The standard deviation of the bootstrap sampling distribution typically underestimated the empirical standard error of ${\widehat{P}}_{>q}(z)$, suggesting that when poor coverage occurred, it likely reflected, at least in part, infidelity of the bootstrap sampling distribution to the true sampling distribution. We also investigated whether characteristics of the bootstrap sampling distribution could be used as diagnostics for the confidence interval to perform poorly. However, characteristics such as the bootstrap distribution's skewness and the percentage of iterates for which the meta-regression or ${\widehat{P}}_{>q}(z)$ were not estimable were not associated with the performance of the confidence interval.

5.2.3 ∣. Results for ${\widehat{P}}_{>q}(z)-{\widehat{P}}_{>q}(z_0)$

Point estimation.

Table 5 shows results for ${\widehat{P}}_{>q}(z)-{\widehat{P}}_{>q}(z_0)$. Across all scenarios, ${\widehat{P}}_{>q}(z)-{\widehat{P}}_{>q}(z_0)$ was approximately unbiased (bias = 0.00; 10^th percentile: −0.02; 90^th percentile: 0.08). Like ${\widehat{P}}_{>q}$, this estimator also had considerable sampling variability in some scenarios, resulting in an absolute error of 0.08 (90^th percentile: 0.24). The performance of the point estimate ${\widehat{P}}_{>q}(z)-{\widehat{P}}_{>q}(z_0)$ did appear somewhat related to observable characteristics of the simulation scenarios: as was the case for ${\widehat{P}}_{>q}(z)$, considering only scenarios with normal population effects somewhat improved the absolute error to 0.07 (vs. 0.08 in all scenarios). Additionally, avoiding very rare covariate values when defining the contrast of interest seemed to improve point estimation: excluding scenarios in which the z₀ level involved the 98^th quantile of the continuous covariate (termed “BC-rare scenarios”; Table 1) improved the absolute error to 0.07. Including only scenarios fulfilling the reporting guidelines given in Section 2.3 (i.e., scenarios with k ≥ 20 that did not use the BC-rare contrast and did not have clustered exponential effects) slightly improved the absolute error to 0.06 (90^th percentile: 0.17).
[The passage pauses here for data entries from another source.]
PR #2757, opened 2017-11-03
Add i18n english strings to admin violations

satkunas:
# Description
* More user-friendly strings on Admin > Compliance > Violations > Actions
# Impacts
* None

# Delete branch after merge
YES

# NEWS file entries
## Enhancements
* Enhanced English i18n strings in admin CMS violation actions.

### DIFF
--- a/html/pfappserver/lib/pfappserver/I18N/en.po
+++ b/html/pfappserver/lib/pfappserver/I18N/en.po
@@ -9435,7 +9435,7 @@ msgstr "Auto Registration"
 
 # pf::action (VIOLATION_ACTIONS)
 msgid "autoreg_action"
-msgstr "Register node"
+msgstr "Register node on violation"
 
 # pfappserver::Model::Node::Tab::MSE (MSE Tab)
 msgid "band"
@@ -9531,7 +9531,7 @@ msgstr "cell phone"
 
 # pf::action (VIOLATION_ACTIONS)
 msgid "close_action"
-msgstr "Close a violation"
+msgstr "Close violation"
 
 # pf::Authentication::Source::ADSource (available_attributes)
 # pf::Authentication::Source::LDAPSource (available_attributes)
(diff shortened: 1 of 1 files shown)


html/pfappserver/lib/pfappserver/I18N/en.po
```diff
@@ -10312,7 +10312,7 @@ msgstr ""
 
 # pf::action (VIOLATION_ACTIONS)
 msgid "log_action"
-msgstr "Log message"
+msgstr "Log violation"
```
extrafu, line 10315: Or "Log violation message" ?

html/pfappserver/lib/pfappserver/I18N/en.po
```diff
@@ -10954,7 +10954,7 @@ msgstr "Redis Port"
 
 # pf::action (VIOLATION_ACTIONS)
 msgid "reevaluate_access_action"
-msgstr "Reevaluate Access Action"
+msgstr "Isolate device on violation"
```
extrafu: I don't know if we always "isolate" - we could also just switch the user to an other VLAN, which isn't necessarily the isolation/quarantine VLAN.

html/pfappserver/lib/pfappserver/I18N/en.po
satkunas: IMO "message" seems excessive and is implied with "Log".

html/pfappserver/lib/pfappserver/I18N/en.po
satkunas: How does "Change device VLAN on violation" work?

As with ${\widehat{P}}_{>q}(z)$, bias-correcting ${\widehat{P}}_{>q}(z)-{\widehat{P}}_{>q}(z_0)$ via the bootstrap estimates was not effective.

TABLE 5.

Main simulation results for ${\widehat{P}}_{>q}(z)-{\widehat{P}}_{>q}(z_0)$ in all scenarios, in scenarios with normally distributed population effects, when excluding scenarios whose covariate contrast used an extreme quantile of the continuous covariate (“not BC-rare”), and in scenarios fulfilling the reporting guidelines. Values are medians across scenarios with 10^th and 90^th percentiles given in parentheses. No. scenarios: the number of scenarios analyzed. Coverage: coverage of 95% confidence intervals. Cov. <85%: proportion of scenarios with coverage <85%. CI width: width of 95% confidence intervals. Width >0.90: proportion of scenarios with very large average CI width (>0.90). These results are discussed in Section 5.2.3

Scenarios	No. scenarios	${\widehat{\mathit{P}}}_{\mathit{z}}-{\widehat{\mathit{P}}}_{{\mathit{z}}_0}$ bias	${\widehat{\mathit{P}}}_{\mathit{z}}-{\widehat{\mathit{P}}}_{{\mathit{z}}_0}$ abs. error	${\widehat{\mathit{P}}}_{\mathit{z}}-{\widehat{\mathit{P}}}_{{\mathit{z}}_0}$ rel. bias	$\widehat{\mathit{E}}[\theta \mid \mathit{Z}=\mathit{z}]$ rel. bias	${\widehat{\tau }}_{ϵ}^2$ rel. bias	${\widehat{\mathit{P}}}_{\mathit{z}}-{\widehat{\mathit{P}}}_{{\mathit{z}}_0}$ coverage	${\widehat{\mathit{P}}}_{\mathit{z}}-{\widehat{\mathit{P}}}_{{\mathit{z}}_0}$ cov. < 85%	${\widehat{\mathit{P}}}_{\mathit{z}}-{\widehat{\mathit{P}}}_{{\mathit{z}}_0}$ CI width	${\widehat{\mathit{P}}}_{\mathit{z}}$ width >0.90
All	4679	0 (−0.02, 0.08)	0.08 (0.03, 0.24)	−0.02 (−0.26, 0.33)	0.05 (0.01, 0.17)	0.35 (0.14, 1.41)	0.92 (0.67, 0.99)	0.24	0.39 (0.12, 0.90)	0.10
Normal effects	2350	0 (−0.03, 0.01)	0.07 (0.03, 0.23)	−0.03 (−0.18, 0.16)	0.05 (0.01, 0.17)	0.32 (0.13, 1.41)	0.92 (0.72, 0.99)	0.18	0.39 (0.13, 0.90)	0.10
Not BC-rare	3098	0 (−0.02, 0.09)	0.07 (0.03, 0.23)	−0.01 (−0.17, 0.33)	0.05 (0.01, 0.17)	0.35 (0.14, 1.39)	0.93 (0.84, 0.99)	0.11	0.37 (0.12, 0.89)	0.09
Not BC-rare nor clustered exponential effects; k ≥ 20 (i.e., scenarios fulfilling guidelines)	1908	0 (−0.02, 0.03)	0.06 (0.02, 0.17)	−0.02 (−0.14, 0.15)	0.04 (0.01, 0.13)	0.29 (0.13, 1.25)	0.94 (0.9, 0.99)	0.02	0.29 (0.11, 0.81)	0.05

Coverage.

Across all scenarios, coverage was somewhat below nominal (92%) on average and was less than 85% in 24% of scenarios. When restricting attention to scenarios fulfilling the guidelines, coverage was close to nominal (94%; 10^th percentile: 90%), and 2% of scenarios had coverage less than 85% (Table 5). As described above, this set of restrictions also produced the most improvement in the absolute error. In these scenarios, the average confidence interval width was 0.29, and the confidence interval was highly imprecise (width > 0.90) in 5% of scenarios. As with ${\widehat{P}}_{>q}(z)$, and characteristics of the bootstrap sampling distribution did not predict confidence interval coverage.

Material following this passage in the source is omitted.